■ WHAT THE TASK ASKS ■
Your whole answer should be the number of lines in the material below that include the word "utils".

■ RECORDS TO USE ■
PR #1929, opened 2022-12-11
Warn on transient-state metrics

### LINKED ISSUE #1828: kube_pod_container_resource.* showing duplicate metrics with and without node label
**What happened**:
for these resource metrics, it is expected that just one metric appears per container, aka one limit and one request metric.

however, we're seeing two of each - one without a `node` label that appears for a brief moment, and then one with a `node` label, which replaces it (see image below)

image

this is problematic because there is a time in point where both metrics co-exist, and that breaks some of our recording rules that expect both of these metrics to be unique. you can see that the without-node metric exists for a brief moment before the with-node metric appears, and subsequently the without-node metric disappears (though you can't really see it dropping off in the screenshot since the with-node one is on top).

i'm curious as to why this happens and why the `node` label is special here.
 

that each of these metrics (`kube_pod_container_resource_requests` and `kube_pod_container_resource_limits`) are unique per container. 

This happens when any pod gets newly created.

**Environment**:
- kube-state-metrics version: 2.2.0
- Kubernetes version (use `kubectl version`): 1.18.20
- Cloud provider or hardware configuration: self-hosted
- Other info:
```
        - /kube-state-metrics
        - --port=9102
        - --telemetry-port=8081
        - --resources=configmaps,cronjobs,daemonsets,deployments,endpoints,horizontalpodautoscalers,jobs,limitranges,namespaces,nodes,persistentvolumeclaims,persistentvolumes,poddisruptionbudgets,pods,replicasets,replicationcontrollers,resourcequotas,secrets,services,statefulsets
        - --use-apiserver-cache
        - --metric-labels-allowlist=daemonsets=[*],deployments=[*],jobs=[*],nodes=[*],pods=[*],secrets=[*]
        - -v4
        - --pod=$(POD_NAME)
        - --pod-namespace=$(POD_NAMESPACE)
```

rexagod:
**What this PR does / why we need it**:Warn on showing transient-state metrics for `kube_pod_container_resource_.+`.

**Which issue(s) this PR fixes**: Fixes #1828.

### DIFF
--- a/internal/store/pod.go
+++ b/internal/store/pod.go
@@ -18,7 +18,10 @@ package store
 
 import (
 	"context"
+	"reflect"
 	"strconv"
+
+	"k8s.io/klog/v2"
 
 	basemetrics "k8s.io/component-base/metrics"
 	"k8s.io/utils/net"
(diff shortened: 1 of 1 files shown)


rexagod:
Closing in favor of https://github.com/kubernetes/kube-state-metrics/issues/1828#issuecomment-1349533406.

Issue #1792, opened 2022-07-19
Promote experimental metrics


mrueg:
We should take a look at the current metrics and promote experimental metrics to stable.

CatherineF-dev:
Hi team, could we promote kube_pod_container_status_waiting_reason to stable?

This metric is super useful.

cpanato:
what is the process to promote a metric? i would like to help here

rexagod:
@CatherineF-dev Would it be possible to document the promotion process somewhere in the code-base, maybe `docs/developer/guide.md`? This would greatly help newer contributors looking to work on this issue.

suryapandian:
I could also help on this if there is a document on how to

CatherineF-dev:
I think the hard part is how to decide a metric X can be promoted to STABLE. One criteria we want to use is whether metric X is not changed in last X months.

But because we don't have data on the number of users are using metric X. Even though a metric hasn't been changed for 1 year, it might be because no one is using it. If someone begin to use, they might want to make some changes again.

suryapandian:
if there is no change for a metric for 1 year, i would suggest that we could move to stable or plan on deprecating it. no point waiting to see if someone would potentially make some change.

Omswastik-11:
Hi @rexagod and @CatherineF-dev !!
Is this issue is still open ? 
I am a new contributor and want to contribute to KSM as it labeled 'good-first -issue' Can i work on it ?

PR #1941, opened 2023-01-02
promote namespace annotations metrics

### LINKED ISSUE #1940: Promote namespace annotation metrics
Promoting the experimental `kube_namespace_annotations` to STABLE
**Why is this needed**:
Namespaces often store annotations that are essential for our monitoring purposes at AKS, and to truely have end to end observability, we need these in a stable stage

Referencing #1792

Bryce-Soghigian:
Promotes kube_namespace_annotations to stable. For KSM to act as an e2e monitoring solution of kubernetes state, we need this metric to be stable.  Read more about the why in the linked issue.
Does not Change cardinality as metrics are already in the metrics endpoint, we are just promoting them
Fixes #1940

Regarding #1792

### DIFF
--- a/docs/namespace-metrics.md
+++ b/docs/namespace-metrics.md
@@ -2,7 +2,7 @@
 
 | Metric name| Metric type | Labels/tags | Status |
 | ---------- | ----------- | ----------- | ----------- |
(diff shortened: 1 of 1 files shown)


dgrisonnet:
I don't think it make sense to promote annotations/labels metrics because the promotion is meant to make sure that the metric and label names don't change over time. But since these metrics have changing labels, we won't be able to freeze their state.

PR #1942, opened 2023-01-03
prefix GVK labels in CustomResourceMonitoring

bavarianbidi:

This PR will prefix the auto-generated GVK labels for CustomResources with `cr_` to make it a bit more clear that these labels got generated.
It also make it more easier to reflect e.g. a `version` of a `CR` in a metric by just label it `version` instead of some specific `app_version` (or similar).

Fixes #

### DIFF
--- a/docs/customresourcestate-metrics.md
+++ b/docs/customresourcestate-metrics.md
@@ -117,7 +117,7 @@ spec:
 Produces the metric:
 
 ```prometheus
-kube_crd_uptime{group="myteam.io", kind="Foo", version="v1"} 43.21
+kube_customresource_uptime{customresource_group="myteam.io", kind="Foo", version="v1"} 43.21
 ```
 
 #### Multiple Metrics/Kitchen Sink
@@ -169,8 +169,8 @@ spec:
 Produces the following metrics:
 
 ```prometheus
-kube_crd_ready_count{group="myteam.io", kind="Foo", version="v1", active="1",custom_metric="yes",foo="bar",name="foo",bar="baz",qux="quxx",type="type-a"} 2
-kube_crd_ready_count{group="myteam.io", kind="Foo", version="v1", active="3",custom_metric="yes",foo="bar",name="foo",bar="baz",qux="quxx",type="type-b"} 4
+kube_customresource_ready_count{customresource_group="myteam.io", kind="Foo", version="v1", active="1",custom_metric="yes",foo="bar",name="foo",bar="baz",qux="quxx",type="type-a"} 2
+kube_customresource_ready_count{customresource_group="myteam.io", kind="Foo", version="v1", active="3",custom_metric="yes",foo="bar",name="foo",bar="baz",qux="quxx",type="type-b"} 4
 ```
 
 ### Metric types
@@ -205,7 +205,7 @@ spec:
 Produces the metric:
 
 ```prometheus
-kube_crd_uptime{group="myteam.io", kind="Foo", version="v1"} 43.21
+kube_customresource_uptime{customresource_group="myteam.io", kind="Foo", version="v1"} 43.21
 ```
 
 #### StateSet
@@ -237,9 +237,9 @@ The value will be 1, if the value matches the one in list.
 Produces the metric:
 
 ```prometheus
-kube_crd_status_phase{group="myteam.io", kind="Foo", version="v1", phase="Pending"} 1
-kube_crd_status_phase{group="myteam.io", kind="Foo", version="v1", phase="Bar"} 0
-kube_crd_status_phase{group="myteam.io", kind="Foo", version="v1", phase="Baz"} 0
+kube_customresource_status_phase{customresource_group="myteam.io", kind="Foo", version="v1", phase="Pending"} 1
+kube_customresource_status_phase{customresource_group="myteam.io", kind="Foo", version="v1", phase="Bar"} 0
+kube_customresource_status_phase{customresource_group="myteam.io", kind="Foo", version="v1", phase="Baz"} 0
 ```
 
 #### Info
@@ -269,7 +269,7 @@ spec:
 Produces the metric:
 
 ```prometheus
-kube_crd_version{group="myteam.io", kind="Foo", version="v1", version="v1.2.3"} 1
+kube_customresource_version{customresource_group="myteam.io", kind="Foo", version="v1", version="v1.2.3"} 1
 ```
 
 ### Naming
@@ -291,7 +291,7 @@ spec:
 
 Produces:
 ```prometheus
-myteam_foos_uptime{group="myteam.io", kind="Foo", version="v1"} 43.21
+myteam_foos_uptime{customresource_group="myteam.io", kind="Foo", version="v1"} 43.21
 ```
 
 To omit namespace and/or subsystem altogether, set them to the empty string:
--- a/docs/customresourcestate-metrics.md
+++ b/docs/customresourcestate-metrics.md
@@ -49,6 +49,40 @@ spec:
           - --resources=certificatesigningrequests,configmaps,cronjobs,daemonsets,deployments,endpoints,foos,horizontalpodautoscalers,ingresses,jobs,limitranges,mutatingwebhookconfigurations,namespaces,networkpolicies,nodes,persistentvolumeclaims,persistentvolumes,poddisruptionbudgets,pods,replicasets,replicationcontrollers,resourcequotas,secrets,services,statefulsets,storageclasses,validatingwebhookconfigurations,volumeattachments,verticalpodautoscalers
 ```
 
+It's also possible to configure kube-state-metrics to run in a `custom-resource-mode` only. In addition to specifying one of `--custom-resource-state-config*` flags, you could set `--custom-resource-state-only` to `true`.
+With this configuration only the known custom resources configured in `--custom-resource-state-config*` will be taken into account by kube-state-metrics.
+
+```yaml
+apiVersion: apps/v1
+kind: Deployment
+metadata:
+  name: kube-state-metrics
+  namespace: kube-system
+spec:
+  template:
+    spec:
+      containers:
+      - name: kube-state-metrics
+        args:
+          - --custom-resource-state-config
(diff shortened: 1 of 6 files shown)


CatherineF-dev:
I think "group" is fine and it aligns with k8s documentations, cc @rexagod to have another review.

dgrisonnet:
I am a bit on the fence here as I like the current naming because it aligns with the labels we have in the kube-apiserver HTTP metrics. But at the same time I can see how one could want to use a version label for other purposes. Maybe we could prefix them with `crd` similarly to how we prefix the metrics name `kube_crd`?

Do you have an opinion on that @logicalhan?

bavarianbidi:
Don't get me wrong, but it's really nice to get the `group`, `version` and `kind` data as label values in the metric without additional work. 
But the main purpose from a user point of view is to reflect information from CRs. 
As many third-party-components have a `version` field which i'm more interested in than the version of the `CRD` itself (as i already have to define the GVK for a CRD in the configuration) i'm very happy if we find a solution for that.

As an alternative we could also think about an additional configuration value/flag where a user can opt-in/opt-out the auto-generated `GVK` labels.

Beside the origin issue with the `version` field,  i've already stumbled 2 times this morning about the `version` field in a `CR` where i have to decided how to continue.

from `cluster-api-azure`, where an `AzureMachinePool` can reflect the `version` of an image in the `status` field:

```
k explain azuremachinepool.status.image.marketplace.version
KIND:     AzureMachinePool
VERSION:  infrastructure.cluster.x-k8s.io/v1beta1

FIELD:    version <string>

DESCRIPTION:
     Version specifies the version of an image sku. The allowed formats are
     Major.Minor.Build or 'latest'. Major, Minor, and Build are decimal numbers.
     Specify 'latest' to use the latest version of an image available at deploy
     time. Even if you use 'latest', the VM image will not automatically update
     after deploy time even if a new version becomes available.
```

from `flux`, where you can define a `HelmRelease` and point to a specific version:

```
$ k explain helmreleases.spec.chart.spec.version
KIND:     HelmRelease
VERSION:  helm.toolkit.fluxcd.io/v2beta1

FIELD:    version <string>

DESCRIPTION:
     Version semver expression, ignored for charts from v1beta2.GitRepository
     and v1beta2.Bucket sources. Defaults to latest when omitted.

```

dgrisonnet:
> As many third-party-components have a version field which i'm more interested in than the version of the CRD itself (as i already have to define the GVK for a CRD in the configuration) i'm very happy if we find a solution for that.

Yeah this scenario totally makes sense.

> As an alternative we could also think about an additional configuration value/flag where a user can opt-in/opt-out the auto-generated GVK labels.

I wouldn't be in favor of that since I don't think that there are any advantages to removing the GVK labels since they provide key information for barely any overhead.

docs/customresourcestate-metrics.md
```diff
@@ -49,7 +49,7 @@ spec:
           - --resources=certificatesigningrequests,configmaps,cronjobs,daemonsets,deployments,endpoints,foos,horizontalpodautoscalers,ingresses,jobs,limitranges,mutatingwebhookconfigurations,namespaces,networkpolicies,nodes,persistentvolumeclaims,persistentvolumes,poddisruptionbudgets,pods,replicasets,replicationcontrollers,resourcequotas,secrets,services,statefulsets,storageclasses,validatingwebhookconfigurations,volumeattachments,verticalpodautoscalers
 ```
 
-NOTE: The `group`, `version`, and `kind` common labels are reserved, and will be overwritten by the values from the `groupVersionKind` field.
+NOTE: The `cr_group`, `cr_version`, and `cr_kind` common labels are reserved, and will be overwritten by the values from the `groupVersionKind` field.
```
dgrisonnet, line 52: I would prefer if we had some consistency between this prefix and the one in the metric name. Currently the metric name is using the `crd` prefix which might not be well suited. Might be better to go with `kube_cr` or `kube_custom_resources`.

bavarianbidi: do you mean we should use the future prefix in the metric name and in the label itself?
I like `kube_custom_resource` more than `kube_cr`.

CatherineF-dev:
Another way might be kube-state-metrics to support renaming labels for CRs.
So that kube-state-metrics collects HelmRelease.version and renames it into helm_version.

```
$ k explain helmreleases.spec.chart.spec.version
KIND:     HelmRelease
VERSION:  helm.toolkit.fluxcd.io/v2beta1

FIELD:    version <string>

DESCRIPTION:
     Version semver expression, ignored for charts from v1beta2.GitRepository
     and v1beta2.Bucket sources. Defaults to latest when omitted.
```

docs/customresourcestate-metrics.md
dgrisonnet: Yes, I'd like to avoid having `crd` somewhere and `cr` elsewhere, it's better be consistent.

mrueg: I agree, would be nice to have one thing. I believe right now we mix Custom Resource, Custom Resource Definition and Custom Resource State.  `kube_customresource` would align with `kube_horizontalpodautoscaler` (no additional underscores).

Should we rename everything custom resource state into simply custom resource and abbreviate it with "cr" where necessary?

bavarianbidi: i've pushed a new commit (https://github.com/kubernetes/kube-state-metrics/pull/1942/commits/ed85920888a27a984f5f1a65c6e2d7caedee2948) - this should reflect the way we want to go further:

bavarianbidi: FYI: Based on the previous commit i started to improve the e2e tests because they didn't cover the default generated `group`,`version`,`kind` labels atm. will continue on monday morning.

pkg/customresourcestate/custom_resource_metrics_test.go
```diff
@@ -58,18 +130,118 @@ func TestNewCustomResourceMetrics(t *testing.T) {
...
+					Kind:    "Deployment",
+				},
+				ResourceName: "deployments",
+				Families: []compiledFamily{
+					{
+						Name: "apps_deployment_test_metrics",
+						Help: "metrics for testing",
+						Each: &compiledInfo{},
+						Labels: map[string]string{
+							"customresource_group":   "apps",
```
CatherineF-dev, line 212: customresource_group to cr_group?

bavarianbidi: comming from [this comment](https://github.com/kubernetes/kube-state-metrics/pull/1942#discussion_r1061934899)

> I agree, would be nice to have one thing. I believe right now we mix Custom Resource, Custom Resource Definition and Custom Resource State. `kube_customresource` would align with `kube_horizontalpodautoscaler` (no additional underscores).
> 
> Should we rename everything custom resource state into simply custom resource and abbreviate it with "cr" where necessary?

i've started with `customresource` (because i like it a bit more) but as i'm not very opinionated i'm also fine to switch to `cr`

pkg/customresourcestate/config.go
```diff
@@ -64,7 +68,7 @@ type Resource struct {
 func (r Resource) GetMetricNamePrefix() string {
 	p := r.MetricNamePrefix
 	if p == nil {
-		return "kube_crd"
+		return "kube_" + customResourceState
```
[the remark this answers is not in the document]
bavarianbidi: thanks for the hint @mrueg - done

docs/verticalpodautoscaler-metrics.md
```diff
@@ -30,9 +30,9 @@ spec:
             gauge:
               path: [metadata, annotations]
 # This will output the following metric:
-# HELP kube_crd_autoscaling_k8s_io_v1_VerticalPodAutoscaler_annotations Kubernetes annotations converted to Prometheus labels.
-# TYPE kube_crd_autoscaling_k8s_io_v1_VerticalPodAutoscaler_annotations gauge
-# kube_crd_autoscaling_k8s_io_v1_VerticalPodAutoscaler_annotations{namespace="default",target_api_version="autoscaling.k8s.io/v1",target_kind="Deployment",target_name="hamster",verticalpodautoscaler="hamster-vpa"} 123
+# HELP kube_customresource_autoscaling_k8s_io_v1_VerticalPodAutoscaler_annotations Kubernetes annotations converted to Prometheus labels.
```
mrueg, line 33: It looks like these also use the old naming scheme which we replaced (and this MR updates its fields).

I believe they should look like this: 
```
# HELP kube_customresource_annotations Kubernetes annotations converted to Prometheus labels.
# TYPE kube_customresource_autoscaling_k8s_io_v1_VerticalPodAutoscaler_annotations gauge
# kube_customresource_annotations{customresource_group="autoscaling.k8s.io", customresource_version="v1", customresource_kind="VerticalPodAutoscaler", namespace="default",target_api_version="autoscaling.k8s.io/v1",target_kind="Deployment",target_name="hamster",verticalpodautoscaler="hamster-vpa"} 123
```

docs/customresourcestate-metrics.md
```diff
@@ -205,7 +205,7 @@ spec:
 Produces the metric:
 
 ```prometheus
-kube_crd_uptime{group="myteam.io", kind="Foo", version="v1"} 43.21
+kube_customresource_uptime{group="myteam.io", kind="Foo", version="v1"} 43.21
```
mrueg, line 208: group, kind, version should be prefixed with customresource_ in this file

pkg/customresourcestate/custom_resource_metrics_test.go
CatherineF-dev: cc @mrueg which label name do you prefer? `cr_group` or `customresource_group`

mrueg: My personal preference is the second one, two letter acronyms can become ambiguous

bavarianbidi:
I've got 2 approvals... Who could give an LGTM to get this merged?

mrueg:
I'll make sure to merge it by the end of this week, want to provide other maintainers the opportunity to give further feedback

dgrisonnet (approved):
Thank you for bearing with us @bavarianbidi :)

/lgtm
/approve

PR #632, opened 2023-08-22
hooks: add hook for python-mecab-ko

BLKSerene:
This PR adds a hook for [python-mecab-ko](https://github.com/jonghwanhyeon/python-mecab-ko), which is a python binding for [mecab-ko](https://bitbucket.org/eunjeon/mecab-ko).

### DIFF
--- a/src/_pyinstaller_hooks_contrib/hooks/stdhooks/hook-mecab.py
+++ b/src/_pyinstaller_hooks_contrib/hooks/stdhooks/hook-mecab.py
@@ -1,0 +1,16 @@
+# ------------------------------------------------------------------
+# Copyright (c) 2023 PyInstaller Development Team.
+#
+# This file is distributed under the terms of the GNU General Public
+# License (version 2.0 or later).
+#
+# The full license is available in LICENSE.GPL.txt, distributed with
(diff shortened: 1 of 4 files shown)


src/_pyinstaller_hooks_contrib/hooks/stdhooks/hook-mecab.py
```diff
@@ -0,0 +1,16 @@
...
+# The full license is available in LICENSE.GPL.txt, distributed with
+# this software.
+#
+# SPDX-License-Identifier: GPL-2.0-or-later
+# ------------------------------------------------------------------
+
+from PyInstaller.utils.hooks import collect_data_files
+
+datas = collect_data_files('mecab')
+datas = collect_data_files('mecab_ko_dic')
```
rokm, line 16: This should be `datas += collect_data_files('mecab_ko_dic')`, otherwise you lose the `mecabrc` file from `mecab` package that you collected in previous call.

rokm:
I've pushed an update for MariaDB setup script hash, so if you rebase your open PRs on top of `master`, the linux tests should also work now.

■ RESPONSE FOR THIS EXERCISE ■
2